What are thyroid nodules?
A thyroid nodule is an unusual growth (lump) of thyroid cells in the thyroid gland.
Most thyroid nodules are benign: they are small cysts or benign tumors (adenomas), but some are malignant (carcinomas). It is therefore very important to have a thyroid nodule examined by a doctor.
Not all neck swellings are thyroid nodules.
What causes thyroid nodules?
Several factors increase the likelihood of developing a thyroid nodule.
- Iodine deficiency
- An autoimmune thyroid disease
- Previous irradiation in the neck region
- Exposure to radioactive substances from, for example, a nuclear power plant (e.g. Chernobyl)

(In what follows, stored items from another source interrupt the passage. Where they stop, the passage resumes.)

PR #147, opened 2023-12-15
Improve readability of test errors; update dependencies; improve test invocation

okokes-akamai:
I started off just improving our newly working e2e tests, but ended up doing a few extra maint things I found useful:

- updated Expect/Eventually to make `BeTrue` failures more readable
- rewrote the `WaitForReady` retry loop to avoid the `appscode/go` dependency (redundant + long abandoned) -> removed the dependency as a result
- bumped ginkgo (and gomega) for better test progress reporting
- increased verbosity of tests, removed the deprecated `--progress` flag
- added parallelism to tests (4m -> 90s in terms of runtime)
- did _not_ test against v0.6.0, only against a random LKE cluster (v0.5.2 I believe), so I had to `--skip=Raw` for it to work

Note: I'm not a huge fan of `func (...) IsPodReady(...) error` as the naming suggests a bool return value. I did try that at first, but found the bool to be redundant, since I could easily encode the message in an error, but didn't find a more suitable name for the method.


avestuk (approved):

luthermonson (approved):

luthermonson:
```
Ran 5 of 5 Specs in 80.387 seconds
SUCCESS! -- 5 Passed | 0 Failed | 0 Pending | 0 Skipped
```

PR #152, opened 2024-01-11
LKE-3931: Set maxVolumesPerNode to 7

### LINKED ISSUE #154: Linodes currently can only mount 7 volumes PVCs, not 8
## General:

----

## Feature Requests:
* [x] Have you explained your rationale for why this feature is needed? 
* [x] Have you offered a proposed implementation/solution? 

----

## Bug Reporting

Linodes need a boot disk, hence maximum PVCs is currently 7.

### Expected Behavior

Kubernetes scheduler should not try to assign more than 7 volumes to a single Linode.

### Actual Behavior

CSI node advertises that it can bind 8 volumes. This eventually results in pod failing to run when it tries to bind 8th volume on the node.

### Steps to Reproduce the Problem

It's not deterministic, but the following is likely to reproduce:

  1. Prepare 3 nodes with no bound PVCs.
  1. Create a StatefulSet, single replica, 7 volumes. This pod should run.
  1. Create another StatefulSet, many replicas, each single volume. Try to bind 21 to 24 volumes in total.
  1. Eventually, a pod will be scheduled on a node trying to bind 8th volume and it will fail to run.

#### Additional Notes

----

For general help or discussion, join the [Kubernetes Slack team](https://kubernetes.slack.com/messages/CD4B15LUR/details/) channel `#linode`. To sign up, use the [Kubernetes Slack inviter](http://slack.kubernetes.io/).

The [Linode Community](https://www.linode.com/community/questions/) is a great place to get additional support.

rsienko:
This is a quick fix for the default case when we have 8 slots and one slot is already taken by boot disk. There may be more slots in use by non-PVC volumes such as swap but they are not the default in LKE.

fixes #154

### General:

### Pull Request Guidelines:

1. [x] Have you added tests? 

### DIFF
--- a/pkg/linode-bs/nodeserver.go
+++ b/pkg/linode-bs/nodeserver.go
@@ -36,7 +36,7 @@ import (
 )
 
 const (
-	maxVolumesPerNode = 8
+	maxVolumesPerNode = 7
 )
 
 type LinodeNodeServer struct {


luthermonson:
@kitknox i think you should weigh in on this, there is some logic he suggested we could use to check the disks on the node and make this limit more dynamic. this is probably the quick fix though and we could go with this and ticket the better fix if its too much of a time sink today

kitknox:
In the current situation where the API attempts to enforce a limit of 8 block devices, this is an improvement.  The downside is that work is planned to improve that to align with the host enforced scalable limit at which point this will be worse.  Given workloads are already impacted by the current oversubscription issue there is value in getting this out there but we need to ensure we come back to this quickly when the upstream API shifts.

apilny-akamai (approved):

avestuk (approved):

- Female sex, as girls are at a higher risk of developing a thyroid nodule
- Certain hereditary conditions.
How are thyroid nodules diagnosed?
Sometimes you can feel the nodule yourself, or your doctor may discover it during an exam. However, your doctor will usually need to order one or more of the following tests:
- Thyroid ultrasound: This test uses sound waves to determine whether a nodule is solid or a fluid-filled cyst, benign or malignant.
- Blood test: This test checks the levels of hormones secreted by the thyroid gland.
- Fine-needle biopsy of the thyroid gland: If, after the ultrasound, it is not completely clear what the lump is and if it is more than 1 cm in size, the lump will be punctured with a fine needle to take a sample of cells from one or more thyroid nodules. The samples are then sent to a laboratory.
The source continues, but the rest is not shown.